De Wet Hervorming Kindregelingen, die in 2015 in werking trad, had aanzienlijke gevolgen voor gescheiden ouders. De afschaffing van bepaalde regelingen en de wijziging van de alleenstaande ouderkorting naar de alleenstaande ouderkop hadden invloed op de kinderalimentatie. Het kindgebonden budget en de alleenstaande ouderkop worden meegenomen in de berekening van de hoogte van de kinderalimentatie, aangezien deze bedragen worden opgeteld bij het inkomen van de ontvangende ouder.
Het is essentieel om veranderingen in de situatie, zoals een verandering van inkomen, een nieuwe partner of een verhuizing, tijdig door te geven aan de Belastingdienst en de SVB. Als belangrijke veranderingen niet worden doorgegeven, kan het zijn dat de toeslag later moet worden terugbetaald. Duidelijke afspraken over de verdeling van het kindgebonden budget en de vastlegging ervan in het ouderschapsplan zijn van groot belang om misverstanden en conflicten te voorkomen.
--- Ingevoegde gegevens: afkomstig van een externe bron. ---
PR #5791, opened 2021-02-07
clone: set refs/remotes/origin/HEAD to default branch when branch is specified, attempt 2

### LINKED ISSUE #5751: refs/remotes/origin/HEAD is not created when cloning a branch
### Reproduction steps

1. Set `checkout_branch` in `git_clone_options`
2. Call `git_clone` passing these options

### Expected behavior

`refs/remotes/origin/HEAD` file is created pointing to the remote default branch.

### Actual behavior

`refs/remotes/origin/HEAD` file is not being created at all.

v1.1.0
also f4b473fa842a84147d8036a27bac5c026c44dad4

Windows 10

A-Ovchinnikov-mx:
Another attempt to fix #5751 :)

I have first reverted the previous attempt and re-introduced changes that seem to work correctly. Please let me know if you don't want the revert though.

### DIFF
--- a/src/clone.c
+++ b/src/clone.c
@@ -259,30 +259,38 @@ cleanup:
 
 static int update_head_to_branch(
 		git_repository *repo,
-		const char *remote_name,
+		git_remote *remote,
 		const char *branch,
 		const char *reflog_message)
 {
 	int retcode;
 	git_buf remote_branch_name = GIT_BUF_INIT;
 	git_reference* remote_ref = NULL;
+	git_buf default_branch = GIT_BUF_INIT;
 
-	GIT_ASSERT_ARG(remote_name);
+	GIT_ASSERT_ARG(remote);
 	GIT_ASSERT_ARG(branch);
 
 	if ((retcode = git_buf_printf(&remote_branch_name, GIT_REFS_REMOTES_DIR "%s/%s",
-		remote_name, branch)) < 0 )
+		git_remote_name(remote), branch)) < 0 )
 		goto cleanup;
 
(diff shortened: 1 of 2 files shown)


A-Ovchinnikov-mx:
@ethomson Hi, could you please have a look at this and help me find a way to resolve the issue with the test? Many thanks! :)

ethomson:
Right.  I guess the tricky part here is whether we should require that the remote's default branch fits in the refspec configuration or not.  It seems reasonable that you should be able to clone a single branch and that branch not be the remote's default.

So I would say that we should:

When validating the remote default branch (`git_remote__matching_refspec` in `src/clone.c`), let's change that `refspec == NULL` test.  Keep erroring _if_ there was no checkout branch specified in the clone opts (ie, we cannot determine the default branch).  But remove the error _if_ there _was_ a checkout branch specified.

We should only set the remote `HEAD` if we were able to determine it.

We should update the `online::remotes::single_branch` test to ensure that we didn't create a remote tracking `HEAD`.

Does this seem reasonable?

A-Ovchinnikov-mx:
Wouldn't it be simpler to just add

```cpp
if (!git_remote__matching_refspec(remote, git_buf_cstr(default_branch)))
    goto cleanup;
```

after the attempt to get remote branch? 🤔 This way we won't be creating HEAD ref is it doesn't fit the refspec config.

I'm gonna check whether Git command line client creates it when you do this.

A-Ovchinnikov-mx:
Hi @ethomson I think I've managed to solve the issue with tests. Could you please give this Pull Request a review? 🙂

A-Ovchinnikov-mx:
Hi @ethomson Would you have some time to look into this? 🙂

PR #5800, opened 2021-02-16
refdb_fs: Check git_sortedcache wlock/rlock errors

mamapanda:
To prevent a race condition, these lock calls should probably be checked for errors.

### DIFF
--- a/src/refdb_fs.c
+++ b/src/refdb_fs.c
@@ -254,7 +254,8 @@ static int loose_lookup_to_packfile(refdb_fs_backend *backend, const char *name)
 	if ((error = loose_parse_oid(&oid, name, &ref_file)) < 0)
 		goto done;
 
-	git_sortedcache_wlock(backend->refcache);
+	if ((error = git_sortedcache_wlock(backend->refcache)) < 0)
+		goto done;
 
 	if (!(error = git_sortedcache_upsert(
 			(void **)&ref, backend->refcache, name))) {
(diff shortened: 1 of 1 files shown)


src/refdb_fs.c
```diff
@@ -254,7 +254,9 @@ static int loose_lookup_to_packfile(refdb_fs_backend *backend, const char *name)
 	if ((error = loose_parse_oid(&oid, name, &ref_file)) < 0)
 		goto done;
 
-	git_sortedcache_wlock(backend->refcache);
+	if ((error = git_sortedcache_wlock(backend->refcache)) < 0) {
+		goto done;
+	}
```
lhchavez, line 259:
```suggestion
	if ((error = git_sortedcache_wlock(backend->refcache)) < 0)
		goto done;
```

we can lose the braces for consistency with the other blocks above. same in L763 for consistency with this.

lhchavez (commented):
nice, thanks for this change!

i'll try adding support for gcc's [` __attribute__((warn_unused_result))`](https://gcc.gnu.org/onlinedocs/gcc-4.1.1/gcc/Function-Attributes.html) to avoid regressions and have the compiler warn us when cases like this happen.

src/refdb_fs.c
mamapanda: Thanks, dunno how I missed that

lhchavez (approved):
\o/

ethomson:
Thanks!

PR #5801, opened 2021-02-16
index: Check git_vector_dup error in write_entries

mamapanda:
If I'm understanding this right, `git_vector_sort` will segfault when allocating `case_sorted.contents` fails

Het kindgebonden budget is een belangrijke financiële steun voor ouders met kinderen, ook in een co-ouderschapssituatie. De regels rondom de toewijzing en verdeling van het budget kunnen complex zijn, met name in 2015 toen er significante wijzigingen plaatsvonden in de wetgeving. Het is van belang om de situatie zorgvuldig te analyseren, duidelijke afspraken te maken en deze vast te leggen in het ouderschapsplan. Het tijdig doorgeven van veranderingen aan de Belastingdienst en de SVB is essentieel om te voorkomen dat toeslagen moeten worden terugbetaald. Het inwinnen van juridisch advies kan in sommige gevallen raadzaam zijn om tot een eerlijke en optimale verdeling van het kindgebonden budget te komen.